# Wie Graphikkarte Updaten?



## Ozonschicht (20. Mai 2010)

Hallo,
Ich weis es gibt schon viele Themen drüber, aber habe immernoch einpaar fragen...
Ich wollte gern meine Graka Updaten, weil es bei der alten Version bei mir paar Bugs gibt.
Ich weis jetzt leider nicht was ich bei der Update Sektion downloaden soll und ob ich erst Graka treiber deinstallieren und dan wieder das Update drauf installieren soll?
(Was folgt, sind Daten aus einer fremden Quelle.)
PR #1840, opened 2025-07-17
[0.9.1][MTP V1]MTP model adapt torchair

JC-ut0:


vllm_ascend/worker/mtp_proposer_v1.py
```diff
@@ -155,16 +163,19 @@ def propose(
...
         # Replace the last token with the next token.
         # E.g., [b1, b2, c1, c2, c3, c3] -> [a2, b2, b3, c2, c3, c4]
+        if token_indices is not None and self.runner.torchair_graph_enabled:
+            last_token_indices = token_indices
+            common_attn_metadata = self.runner.common_attn_metadata
+        else:
+            seq_lens = (target_positions[last_token_indices] + 1)
+            common_attn_metadata = CommonAttentionMetadata(
+                query_start_loc=cu_num_tokens, seq_lens=seq_lens)
+
```
NeverRaR, line 170: There is no need to process token_indices separately for the torchchair. You just need to set the padding length correctly in the runner

vllm_ascend/worker/mtp_proposer_v1.py
```diff
@@ -98,7 +99,13 @@ def prepare_inputs(
                              cu_target_query_lens[:-1])
         # [a, b, c] -> [a - n1, b - n2, c - n3]
         num_tokens_per_req = query_len_per_req - num_rejected_tokens
-        if force_one_token:
+        if is_torchair_graph:
```
NeverRaR, line 102: There is no need to process token_indices separately for the torchchair. You just need to set the padding length correctly in the runner

vllm_ascend/worker/model_runner_v1.py
```diff
@@ -2130,12 +2138,20 @@ def _generate_mtp_token_ids(
...
-            target_hidden_states = hidden_states[token_indices]
-            target_slot_mapping = attn_metadata.slot_mapping[token_indices]
+                force_one_token=False,
+                is_torchair_graph=self.torchair_graph_enabled)
+            if self.torchair_graph_enabled:
+                # the seq len of each bath is padded to 2, thus input is same as the main model
+                target_token_ids = self.input_ids[:num_scheduled_tokens]
+                target_positions = positions[:num_scheduled_tokens]
+                target_hidden_states = hidden_states[:num_scheduled_tokens]
+                target_slot_mapping = attn_metadata.slot_mapping[:
```
NeverRaR, line 2164: Using the same input as the main model will cause the proposer to use rejected tokens, which will significantly reduce the acceptance rate.The correct code can be:
```
            target_token_ids = self.input_ids[token_indices]
            target_positions = positions[token_indices]
            target_hidden_states = hidden_states[token_indices]
            target_slot_mapping = attn_metadata.slot_mapping[token_indices]

            if self.torchair_graph_enabled:
                self.num_token_pad_size += num_scheduled_tokens - len(token_indices)
```
Just set the padding size correctly and don't make any additional changes.

NeverRaR (changes requested):

vllm_ascend/worker/model_runner_v1.py
JC-ut0: The padding strategy involves padding each request to two tokens, regardless of whether it is accepted or rejected. If padding is not applied, there is a potential risk of operator errors, as the `torch_npu.npu_fused_infer_attention_score` function cannot handle scenarios where the single batch sequence length exceeds 16, which could potentially be triggered in padding scenarios.

PR #1850, opened 2025-07-17
[WIP][V0.9.1] add support for flashcomm2 in qwen2

David9857:

Same changes as #1726 but for qwen2.
Note: Enabling FlashComm in decoding stage may cause increased latency, so it is recommended to use disaggregated prefilling and enbale this feature in the prefill instance only!!!


wangxiyuan:
no update for long time. Close it now. Feel free to create a new one if it's still needed.

PR #1853, opened 2025-07-17
molink compatible vllm-ascend

oldcpple:


oldcpple:
Sorry we were trying to make vllm-ascend plugins compatible with our own project. Please ignore this PR, we can just use a local branch

PR #1884, opened 2025-07-19
Add  Custom Kernels For LoRA Performance

taoxudonghaha:
Add two custom kernels(bgmv_shrink and bgmv expand) to solve the performance of LoRA
no user-facing change
we add Unit Test file to test the custom ascendc kernel. See vllm-ascend/tests/e2e/singlecard/ops/test_bgmv_expand.py and vllm-ascend/tests/e2e/singlecard/ops/test_bgmv_expand.py
Based on the actual test of the QWen2.5 7B model using vllm-ascend version v0.9.2.rc1, the TTFT, TPOT and throughput have increased by about 70%.
image

- vLLM version: v0.9.2
- vLLM main: https://github.com/vllm-project/vllm/commit/40d86ee412eeeca93e0c37432db6b96829cb64e2


csrc/torch_binding.cpp
```diff
@@ -228,6 +314,14 @@ TORCH_LIBRARY_EXPAND(_C, ops)
         "                         int added_vocab_start_index, "
         "                         int added_vocab_end_index) -> (Tensor masked_input, Tensor mask)");
     ops.impl("get_masked_input_and_mask", torch::kPrivateUse1, &vllm_ascend::get_masked_input_and_mask);
+
+    ops.def("bgmv_shrink(Tensor! x, Tensor! weight, Tensor! indices, Tensor! y, float scale) -> ()");
```
wangxiyuan, line 311: once the `bgmv_shrink` and `bgmv_expand` is exposed, I think we should use it to replace the common one as well. For example here: https://github.com/vllm-project/vllm-ascend/blob/main/vllm_ascend/lora/punica_wrapper/punica_npu.py#L51

taoxudonghaha: I have already replaced the relevant interface calls in the punica_npu.py

PR #1890, opened 2025-07-19
[Perf] Avoid performing index selection of sin/cos cache every layer

whx-sjtu:
This PR port PR #1614  and PR #1693 of v0.9.1-dev to main which optimize number of index selections of sin/cos cache.


ApsarasX:
LGTM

Weil das Update viel weniger MB hat als das ältere, deshalb bin ich mir unsicher.

ATI Readon HD5770
Windows 7 64 Bit

Was muss ich hier downloaden? 
http://game.amd.com/us-en/drivers_catalyst.aspx?p=win7/windows-7-64bit

Danke im vorraus.


----------



## Joe (21. Mai 2010)

Naja das nennt sich Treiber aktualisieren. Noch nie gemacht?
Wenn du über die von dir gepostete Seite den richtigen Treiber unter Drivers/Tools gefunden hast, downloadest es (	
Catalyst Software Suite ). Dann den alten Treiber deinstallieren da es sonst zu Problemen kommen kann. Neustart und den neuen installieren. 
Die grösse des Treibers variiert immer mit jeden neuen Treiber der rauskommt das ist normal.

Wenn man das paarmal gemacht hat ists Easy.


----------